Systems of logic should not be hard coded into AIs (or AGIs) imo. The basic problems with logic is that it doesn't take uncertainty into account, and doesn't support the fact that almost every statement about the real world is only approximately true, or a useful model; it also usually can't handle inconsistencies very well.

It would be unable to prove or in fact have any useful facts about the real world. For example, consider the statement "The sky is blue.". It is not categorically true -- the sky becomes red near sunset, (depending on chrominance vs luminance interpretation) it gets black at night, may be other colors in other planets, etc. So the system would be stuck trying to convey all necessary conditions, might not be able to formulate simple thoughts or communicate well. It would almost certainly lack abstraction capabilities.

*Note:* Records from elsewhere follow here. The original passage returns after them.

PR #9571, opened 2025-10-27
Improve Block related caching

benaadams:
## Changes

- More reduced version of https://github.com/NethermindEth/nethermind/pull/8943
- Introduce block hash -> block number cache
- Don't update ClockCache concurrent dictionary if value the same
- Don't update cache in Block/Header finder if it came from cache in first place
- Use smaller keys for Block and Header cache

- [x] Optimization

#### Requires testing

- [x] No

### DIFF
--- a/src/Nethermind/Nethermind.Blockchain/BlockTree.cs
+++ b/src/Nethermind/Nethermind.Blockchain/BlockTree.cs
@@ -579,7 +579,17 @@ namespace Nethermind.Blockchain
                 return null;
             }
 
-            BlockHeader? header = _headerStore.Get(blockHash, out bool fromCache, shouldCache: false, blockNumber: blockNumber);
+            BlockHeader? header = null;
+            if ((options & BlockTreeLookupOptions.RequireCanonical) == 0)
+            {
+                header = _headerStore.GetFromCache(blockHash);
+                if (header is not null && (!blockNumber.HasValue || header.Number == blockNumber.Value))
+                {
+                    return header;
+                }
+            }
+
+            header = _headerStore.Get(blockHash, out bool fromCache, shouldCache: false, blockNumber: blockNumber);
             if (header is null)
             {
                 bool allowInvalid = (options & BlockTreeLookupOptions.AllowInvalid) == BlockTreeLookupOptions.AllowInvalid;
@@ -1435,8 +1445,17 @@ namespace Nethermind.Blockchain
                 return null;
             }
 
-            bool fromCache = false;
             Block? block = null;
+            if ((options & BlockTreeLookupOptions.RequireCanonical) == 0)
+            {
+                block = _blockStore.GetFromCache(blockHash);
+                if (block is not null && block.TotalDifficulty.HasValue && (!blockNumber.HasValue || block.Number == blockNumber.Value))
+                {
+                    return block;
+                }
+            }
+
+            bool fromCache = false;
             blockNumber ??= _headerStore.GetBlockNumber(blockHash);
             if (blockNumber is not null)
             {
--- a/src/Nethermind/Nethermind.Blockchain/Blocks/BlockStore.cs
+++ b/src/Nethermind/Nethermind.Blockchain/Blocks/BlockStore.cs
@@ -102,4 +102,7 @@ public class BlockStore([KeyFilter(DbNames.Blocks)] IDb blockDb, IHeaderDecoder 
     {
         _blockCache.Set(block.Hash, block);
     }
+
+    public Block? GetFromCache(Hash256 blockHash)
+        => _blockCache.Get(blockHash);
 }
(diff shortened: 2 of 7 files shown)


src/Nethermind/Nethermind.Core/Caching/ClockCache.cs
```diff
@@ -58,8 +58,18 @@ public bool Set(TKey key, TValue val)
...
-            if (_cacheMap.TryUpdate(key, new(val, ov.Offset), comparisonValue: ov))
+            bool needsUpdate;
+            if (typeof(TValue).IsValueType)
+            {
+                needsUpdate = !EqualityComparer<TValue>.Default.Equals(ov.Value, val);
+            }
+            else
+            {
+                needsUpdate = !ReferenceEquals(ov.Value, val);
+            }
```
LukaszRozmej: collapse?
```suggestion
            bool needsUpdate = typeof(TValue).IsValueType && !EqualityComparer<TValue>.Default.Equals(ov.Value, val) || !typeof(TValue).IsValueType && !ReferenceEquals(ov.Value, val);
```

benaadams: Changed

src/Nethermind/Nethermind.Blockchain/BlockhashProvider.cs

There are some logical systems that make slight modifications to logic to accommodate probabilities and uncertainty, but those still might be insufficient or incomplete.

The fundamental issue is that, while logic works and is useful for us, it is just a tool. The end goal of any real world agent is not logical correctness, it is achieving tasks, understanding/predicting its environment, communicating, etc. Because of the specificity of those environments and tasks, there isn't going to be a general method that is efficient in them. You need a evolutionary-like, or leaning system that can adapt to the problem with minimal underlying assumptions. The assumptions of logic that everything should be binned according to falsehoods, probabilities, etc, is ultimately not necessarily a good way to (for example) control a robot in a complex environment, make it assemble a product, play videogames, or even do mathematics. Perhaps they can be augmented with side models (again tools) allowing them to formulate subtasks as logical problems (although its not clear those approaches would be better than just training neural networks). Nothing can be set in stone, everything must be learned and modifiable.

So again the main problem with AGI is formulating good frameworks that 1) Have good, general goals aligned with what we expect from this AI; 2) Is able to adapt in almost every way to achieve this goal, without degrading its ability to recognize its rewards/goals.

This is such a hard problem that it occupies a significant chunk of even humans' lifetimes. We spend lots of time thinking about long term goals, which in part are dictated by society, in part dictated by biology, and which we reflect upon to conclude what we should do -- from small daily goals like eating or getting to work, to long term career advancing and relationships. Then we set to achieve those goals by learning and acting on the world around us. It does happen often that our goals degenerate, ultimately because of our ability to modify ourselves and set our own goals: the reward achieved from a drug is a degeneracy that overrides other long term goals; various addictions exploit loopholes in our reward system; we suffer from despair, depression or lack of motivation that can even override the basic biological rewards.

If we could not override basic biological rewards, setting our own goals, then we would fall to addictions and inability to live in complex environments which require complex unnatural goals related to careers, learning, and other abstract concepts.

And too much of this power can leave us in desperation, depression, meaninglessness.

So there is a constant balance and search for genuine rewards, and constant refinement of them. That is central to human existence, and to conscious experience in general.